Shotgun bore cleaning

Keegster

New member
Hello,
I am new to the forum and this is my first post. I look forward to the future
and all I can learn from the people on this forum.

I am currently restoring an old 16 gauge Hopkins and Allen shotgun. The barrel was reblued and looks beautiful but the bore is very dark, pitted, and rusty. What is the best way to polish and clean the bore back to service. Thanks for the comments in advance.
 
Use Butch's Bore Shine and a 16 gage brush.

If it's a Damascus twist barrel or deeply pitted, I wouldn't shoot it...Just clean and hang on the wall as a conversation piece. Life is too short to spend it with mangled fingers and chunks of steel in your skull.
 
Another good thing for rusty barrels is them 3M green scrubbers that they sell to scrub pots and pans with.
They're also great for lapping bores with sharp riflings in them. A lot of elbow grease but they work.
 
If you just got it re-blued, the red color you see may be from the bluing process and not be actual rust. Gunzilla will do a pretty fair job of removing it. I've seen a sectioned shotgun barrel with actual surface rust it had been used on, and it did remarkably well at cleaning it up. Using the Butch's Bore shine or Shooter's Choice or almost any other cleaner will also remove most of the red bluing if you use a brush. Shooter's Choice mixed with Kroil for added penetrating properties has been used by benchrest shooters for years.

Check with whoever did your bluing.

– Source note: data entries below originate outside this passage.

PR #2925, opened 2026-06-10
fix(git-hooks): install hooks with absolute config path

### LINKED ISSUE #2924: Githooks are not properly installed if the devenv root is not the repository root
**Describe the bug**

when the devenv root is not the project root, precommit hook is not properly installed

**To reproduce**

https://github.com/Daholli/devenvbug/tree/main
After entering the shell and trying to run git commit you get this error message 
```
❮ git commit
error: config file not found: `.pre-commit-config.yaml`
- To temporarily silence this, run `PREK_ALLOW_NO_CONFIG=1 git ...`
- To permanently silence this, install hooks with the `--allow-missing-config` flag
- To uninstall hooks, run `prek uninstall`
```

if I run prek install it installs fine, but the denvenv shell does not install this githook properly

**Version**

❮ devenv --version
devenv 2.1.3+8228716 (x86_64-linux)

domenkozar:
Fixes #2924.

## Problem

When the devenv root is a subdirectory of the git repository root, git hooks fail at commit time:

```
error: config file not found: `.pre-commit-config.yaml`
```

The `devenv:git-hooks:install` task ran `prek install -c .pre-commit-config.yaml` from the devenv root, and prek embeds that path verbatim into `.git/hooks/pre-commit`. Git always runs hooks with cwd set to the worktree toplevel, so the relative path resolved against the repo root, where the generated config does not exist.

Manually running `prek install` worked because without `-c` prek falls back to workspace discovery (it embeds `--cd` instead of a config path), which is why the issue only bit the devenv-managed install.

## Fix

Pass an absolute config path (`$DEVENV_ROOT/<configPath>`) to `install` and `run`. This keeps working with a custom `git-hooks.configPath` (which prek's workspace discovery would not find) and with `git-hooks.package` overridden back to Python pre-commit (which has no workspace mode). Since devenv reinstalls hooks on every shell entry, the embedded absolute path cannot go stale in practice.

## Tests

Added `tests/git-hooks-subdirectory-root`: git repo at the top, devenv project in a `java/` subdirectory, enters the shell from the subdir, commits from the repo root, and asserts the hook ran. The failure mode was reproduced standalone with prek 0.3.11 (relative `-c` from a subdir breaks commits from the repo root; absolute `-c` fixes it). The new test passes with the patched modules, and the 5 existing git-hooks tests still pass.


Daholli:
Thanks for the quick fix!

They generally avoid putting rust in the bluing bath, so he may have dealt with the pitting already.

If the bore actually is pitted with real rust, you want to be sure to kill it all the way down in the pits, and not just at the surface, or it will continue to migrate through the steel until it makes a hole. I've been experimenting with a couple of new products I can recommend. These are Rust Release and Evapo-Rust. They are non-toxic and water-based and work by chelating the rust with organic molecules. To use them, you would plug your bores with neoprene stoppers, fill them carefully with the liquid and let them sit overnight to be sure of addressing the deep rust. A blackened surface will remain behind. CAUTION: These products will remove bluing (all rust removers will, that I am aware of) so you have to use them carefully. To fill a shotgun, a plastic watering can with a long thin spout should prevent spillage. If you get any on your new bluing, rinse it off immediately. It works slowly enough that you should have time to do that. Keep a damp rag and a little formula 409 at the ready.

The chelating rust removers are rinsed out with water. I would pour boiling distilled water down the tubes for final rinse, followed immediately by a dry patch. The heat will flash dry and leave a micro-thin blue oxide layer on exposed surfaces in its place. A water displacing oil or rust inhibiting (Birchwood Casey Sheath or LPS-1) substance afterward, followed by your regular gun oil to prevent new rust is recommended.

After you are sure the barrels are rust-free, have a gunsmith who knows shotguns take a bore scope to them to determine whether the gun is safe to shoot? Modest pitting from the middle of the tubes forward is far less significant than pits near the chamber end where pressure is much higher.